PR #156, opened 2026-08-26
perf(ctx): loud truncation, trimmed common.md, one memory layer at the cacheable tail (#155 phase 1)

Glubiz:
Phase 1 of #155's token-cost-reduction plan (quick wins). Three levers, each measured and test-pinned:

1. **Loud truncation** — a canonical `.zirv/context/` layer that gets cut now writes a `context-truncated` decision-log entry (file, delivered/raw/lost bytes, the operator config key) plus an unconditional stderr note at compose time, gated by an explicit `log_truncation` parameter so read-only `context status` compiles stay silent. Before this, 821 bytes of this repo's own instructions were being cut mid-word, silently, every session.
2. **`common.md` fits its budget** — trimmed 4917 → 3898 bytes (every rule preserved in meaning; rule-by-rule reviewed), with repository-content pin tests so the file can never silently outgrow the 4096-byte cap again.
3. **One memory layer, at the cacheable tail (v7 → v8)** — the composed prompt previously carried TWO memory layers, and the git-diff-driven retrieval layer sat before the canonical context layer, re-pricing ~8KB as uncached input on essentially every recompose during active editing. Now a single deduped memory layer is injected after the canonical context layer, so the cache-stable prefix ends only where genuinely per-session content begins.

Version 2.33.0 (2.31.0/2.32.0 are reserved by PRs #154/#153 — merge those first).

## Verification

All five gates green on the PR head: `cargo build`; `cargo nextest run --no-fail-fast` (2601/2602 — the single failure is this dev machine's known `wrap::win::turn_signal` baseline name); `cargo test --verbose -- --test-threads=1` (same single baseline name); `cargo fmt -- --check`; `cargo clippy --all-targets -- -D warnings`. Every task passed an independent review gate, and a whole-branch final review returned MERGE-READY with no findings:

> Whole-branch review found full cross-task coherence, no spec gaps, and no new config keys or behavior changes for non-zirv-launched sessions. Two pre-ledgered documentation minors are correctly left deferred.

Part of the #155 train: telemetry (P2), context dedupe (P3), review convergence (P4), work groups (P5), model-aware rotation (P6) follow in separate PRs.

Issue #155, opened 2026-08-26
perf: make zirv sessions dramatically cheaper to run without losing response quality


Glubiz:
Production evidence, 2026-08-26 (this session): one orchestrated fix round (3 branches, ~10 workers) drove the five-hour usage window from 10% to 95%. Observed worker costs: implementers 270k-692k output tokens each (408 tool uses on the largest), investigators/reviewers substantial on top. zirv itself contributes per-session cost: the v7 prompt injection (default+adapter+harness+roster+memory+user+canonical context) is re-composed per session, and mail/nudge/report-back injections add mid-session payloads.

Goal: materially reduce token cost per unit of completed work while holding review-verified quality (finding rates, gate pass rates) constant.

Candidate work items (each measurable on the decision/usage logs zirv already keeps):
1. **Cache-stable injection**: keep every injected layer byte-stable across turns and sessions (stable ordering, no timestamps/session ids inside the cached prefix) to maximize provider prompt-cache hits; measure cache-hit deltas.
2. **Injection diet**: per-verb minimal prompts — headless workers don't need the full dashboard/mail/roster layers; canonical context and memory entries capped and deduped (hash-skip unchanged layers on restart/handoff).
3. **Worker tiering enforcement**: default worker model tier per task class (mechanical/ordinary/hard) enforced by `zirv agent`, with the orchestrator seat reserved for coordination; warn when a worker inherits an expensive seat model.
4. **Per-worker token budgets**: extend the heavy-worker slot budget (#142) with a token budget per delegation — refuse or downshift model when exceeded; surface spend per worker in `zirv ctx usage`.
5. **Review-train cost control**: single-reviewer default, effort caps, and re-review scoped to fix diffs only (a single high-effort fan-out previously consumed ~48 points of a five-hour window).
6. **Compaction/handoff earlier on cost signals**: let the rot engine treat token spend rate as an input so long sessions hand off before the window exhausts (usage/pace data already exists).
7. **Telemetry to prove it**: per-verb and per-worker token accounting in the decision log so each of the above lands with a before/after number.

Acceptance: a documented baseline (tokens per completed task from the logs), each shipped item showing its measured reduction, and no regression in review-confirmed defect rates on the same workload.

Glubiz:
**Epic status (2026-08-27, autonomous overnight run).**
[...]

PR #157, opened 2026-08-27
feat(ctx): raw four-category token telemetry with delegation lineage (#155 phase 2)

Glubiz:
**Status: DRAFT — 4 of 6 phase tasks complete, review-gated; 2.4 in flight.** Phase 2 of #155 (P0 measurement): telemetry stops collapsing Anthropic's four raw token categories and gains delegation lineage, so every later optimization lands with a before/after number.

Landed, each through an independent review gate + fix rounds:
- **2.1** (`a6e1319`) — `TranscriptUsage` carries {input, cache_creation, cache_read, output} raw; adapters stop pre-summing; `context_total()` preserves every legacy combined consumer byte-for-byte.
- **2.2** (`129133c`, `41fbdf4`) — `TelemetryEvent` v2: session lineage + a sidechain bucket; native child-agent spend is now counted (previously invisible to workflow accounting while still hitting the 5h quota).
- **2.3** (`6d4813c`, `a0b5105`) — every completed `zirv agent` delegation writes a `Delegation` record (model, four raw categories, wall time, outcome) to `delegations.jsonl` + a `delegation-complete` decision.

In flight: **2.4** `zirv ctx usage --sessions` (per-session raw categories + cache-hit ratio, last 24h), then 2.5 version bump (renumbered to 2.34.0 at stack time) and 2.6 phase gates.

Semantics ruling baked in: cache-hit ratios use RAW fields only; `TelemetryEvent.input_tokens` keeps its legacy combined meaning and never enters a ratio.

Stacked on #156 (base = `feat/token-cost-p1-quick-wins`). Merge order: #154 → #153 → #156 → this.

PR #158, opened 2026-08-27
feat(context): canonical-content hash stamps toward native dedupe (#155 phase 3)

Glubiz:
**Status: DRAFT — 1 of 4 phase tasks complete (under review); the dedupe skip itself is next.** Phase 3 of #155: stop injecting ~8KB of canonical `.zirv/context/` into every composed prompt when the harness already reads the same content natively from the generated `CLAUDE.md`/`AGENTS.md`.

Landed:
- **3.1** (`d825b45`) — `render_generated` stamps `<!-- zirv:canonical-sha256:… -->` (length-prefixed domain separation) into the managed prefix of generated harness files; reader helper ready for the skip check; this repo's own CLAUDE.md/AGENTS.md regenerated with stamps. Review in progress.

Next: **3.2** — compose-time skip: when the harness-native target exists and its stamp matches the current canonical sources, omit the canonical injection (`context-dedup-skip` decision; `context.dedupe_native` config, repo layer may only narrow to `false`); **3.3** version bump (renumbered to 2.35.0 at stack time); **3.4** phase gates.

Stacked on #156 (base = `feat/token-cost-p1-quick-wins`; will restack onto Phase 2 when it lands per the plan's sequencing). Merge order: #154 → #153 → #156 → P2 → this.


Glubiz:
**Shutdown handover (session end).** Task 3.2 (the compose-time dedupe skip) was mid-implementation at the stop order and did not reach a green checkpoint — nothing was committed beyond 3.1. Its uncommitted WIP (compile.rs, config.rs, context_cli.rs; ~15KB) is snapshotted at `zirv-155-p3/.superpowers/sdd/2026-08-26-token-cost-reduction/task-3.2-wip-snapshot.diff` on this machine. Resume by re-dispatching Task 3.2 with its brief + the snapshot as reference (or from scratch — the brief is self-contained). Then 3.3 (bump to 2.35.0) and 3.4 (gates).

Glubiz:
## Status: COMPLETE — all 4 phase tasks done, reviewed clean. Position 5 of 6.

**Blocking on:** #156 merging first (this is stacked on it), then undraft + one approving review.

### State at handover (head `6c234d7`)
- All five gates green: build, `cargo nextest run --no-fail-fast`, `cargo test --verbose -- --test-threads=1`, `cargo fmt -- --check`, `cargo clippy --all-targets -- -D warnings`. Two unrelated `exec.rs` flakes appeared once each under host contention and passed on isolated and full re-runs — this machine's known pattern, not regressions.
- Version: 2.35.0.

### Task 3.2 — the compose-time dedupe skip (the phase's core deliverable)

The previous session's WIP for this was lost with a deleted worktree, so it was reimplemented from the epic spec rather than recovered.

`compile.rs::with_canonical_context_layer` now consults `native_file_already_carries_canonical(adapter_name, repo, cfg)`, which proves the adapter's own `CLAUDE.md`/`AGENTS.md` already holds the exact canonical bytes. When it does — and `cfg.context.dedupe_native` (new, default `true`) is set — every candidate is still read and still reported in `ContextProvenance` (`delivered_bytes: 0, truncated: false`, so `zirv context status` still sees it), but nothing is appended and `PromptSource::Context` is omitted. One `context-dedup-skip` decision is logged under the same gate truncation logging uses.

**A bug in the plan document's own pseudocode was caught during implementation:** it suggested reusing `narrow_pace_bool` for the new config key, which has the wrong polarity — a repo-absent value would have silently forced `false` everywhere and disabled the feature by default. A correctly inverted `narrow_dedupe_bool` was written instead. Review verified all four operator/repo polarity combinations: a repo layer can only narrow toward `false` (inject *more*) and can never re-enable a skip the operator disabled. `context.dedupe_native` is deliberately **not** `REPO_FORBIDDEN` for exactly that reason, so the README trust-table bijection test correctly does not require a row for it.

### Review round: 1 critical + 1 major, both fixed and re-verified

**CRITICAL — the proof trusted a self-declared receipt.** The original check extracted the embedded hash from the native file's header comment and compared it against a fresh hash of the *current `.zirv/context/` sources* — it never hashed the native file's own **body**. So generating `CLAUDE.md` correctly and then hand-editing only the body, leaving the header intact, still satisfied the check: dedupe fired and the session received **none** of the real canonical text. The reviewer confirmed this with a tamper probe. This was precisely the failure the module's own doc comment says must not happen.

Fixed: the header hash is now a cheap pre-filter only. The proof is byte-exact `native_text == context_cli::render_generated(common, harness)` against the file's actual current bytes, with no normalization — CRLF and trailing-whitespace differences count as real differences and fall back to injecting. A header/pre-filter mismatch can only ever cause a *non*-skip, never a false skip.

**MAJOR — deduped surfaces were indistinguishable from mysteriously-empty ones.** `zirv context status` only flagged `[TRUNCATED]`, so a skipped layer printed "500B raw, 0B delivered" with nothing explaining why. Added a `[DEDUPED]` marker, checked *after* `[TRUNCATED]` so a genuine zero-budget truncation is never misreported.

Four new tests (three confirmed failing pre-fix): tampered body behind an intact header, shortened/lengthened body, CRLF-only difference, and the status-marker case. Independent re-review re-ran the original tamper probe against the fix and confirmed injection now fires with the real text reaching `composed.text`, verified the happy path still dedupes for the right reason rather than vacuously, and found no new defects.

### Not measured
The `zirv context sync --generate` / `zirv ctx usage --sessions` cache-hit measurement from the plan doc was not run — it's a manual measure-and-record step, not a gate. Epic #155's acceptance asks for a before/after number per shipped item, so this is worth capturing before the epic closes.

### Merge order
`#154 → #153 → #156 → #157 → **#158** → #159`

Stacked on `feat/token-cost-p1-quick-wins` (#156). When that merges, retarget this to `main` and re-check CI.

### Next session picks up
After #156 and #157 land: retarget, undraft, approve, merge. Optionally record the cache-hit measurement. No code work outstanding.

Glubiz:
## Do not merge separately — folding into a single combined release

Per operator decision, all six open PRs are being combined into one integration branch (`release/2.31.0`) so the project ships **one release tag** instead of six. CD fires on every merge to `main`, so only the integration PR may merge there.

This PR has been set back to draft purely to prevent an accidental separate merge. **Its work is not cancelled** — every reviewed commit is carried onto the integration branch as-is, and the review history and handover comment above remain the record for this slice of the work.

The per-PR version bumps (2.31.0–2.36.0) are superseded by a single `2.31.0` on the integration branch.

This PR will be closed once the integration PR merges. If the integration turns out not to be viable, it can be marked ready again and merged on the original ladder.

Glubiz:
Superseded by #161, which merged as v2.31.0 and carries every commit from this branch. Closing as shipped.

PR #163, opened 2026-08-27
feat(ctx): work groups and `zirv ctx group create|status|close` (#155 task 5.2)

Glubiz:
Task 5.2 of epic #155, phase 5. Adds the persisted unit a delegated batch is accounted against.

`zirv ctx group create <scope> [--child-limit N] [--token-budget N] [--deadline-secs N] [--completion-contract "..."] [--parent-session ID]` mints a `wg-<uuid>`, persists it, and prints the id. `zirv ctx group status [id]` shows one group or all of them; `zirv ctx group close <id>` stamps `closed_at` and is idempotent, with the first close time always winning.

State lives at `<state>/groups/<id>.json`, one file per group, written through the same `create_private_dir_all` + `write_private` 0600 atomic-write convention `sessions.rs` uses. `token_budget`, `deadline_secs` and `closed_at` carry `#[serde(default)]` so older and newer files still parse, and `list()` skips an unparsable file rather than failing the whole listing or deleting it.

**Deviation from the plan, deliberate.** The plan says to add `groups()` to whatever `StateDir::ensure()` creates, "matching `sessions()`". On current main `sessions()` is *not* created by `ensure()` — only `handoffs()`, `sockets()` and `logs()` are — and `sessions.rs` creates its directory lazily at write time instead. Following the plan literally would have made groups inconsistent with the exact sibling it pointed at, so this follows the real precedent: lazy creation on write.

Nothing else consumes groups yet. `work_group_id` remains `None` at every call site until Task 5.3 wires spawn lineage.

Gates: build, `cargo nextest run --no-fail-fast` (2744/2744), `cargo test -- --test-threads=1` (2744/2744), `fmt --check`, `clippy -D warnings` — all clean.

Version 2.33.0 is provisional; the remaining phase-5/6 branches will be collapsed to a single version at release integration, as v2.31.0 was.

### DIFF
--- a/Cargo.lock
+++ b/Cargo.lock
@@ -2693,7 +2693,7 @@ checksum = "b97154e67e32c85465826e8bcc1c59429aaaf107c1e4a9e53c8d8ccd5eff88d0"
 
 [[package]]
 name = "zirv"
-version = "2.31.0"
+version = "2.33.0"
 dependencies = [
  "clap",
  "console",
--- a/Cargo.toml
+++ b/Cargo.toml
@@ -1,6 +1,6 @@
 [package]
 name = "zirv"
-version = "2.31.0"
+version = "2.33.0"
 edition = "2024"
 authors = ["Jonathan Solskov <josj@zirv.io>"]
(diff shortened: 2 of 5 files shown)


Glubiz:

WHAT TO WORK ON:
Everything from the first line of the data through the line containing "Phase 1 of #155's" should be echoed exactly. Add nothing.

ANSWER FOR THE TASK:
PR #156, opened 2026-08-26
perf(ctx): loud truncation, trimmed common.md, one memory layer at the cacheable tail (#155 phase 1)

Glubiz:
Phase 1 of #155's token-cost-reduction plan (quick wins). Three levers, each measured and test-pinned:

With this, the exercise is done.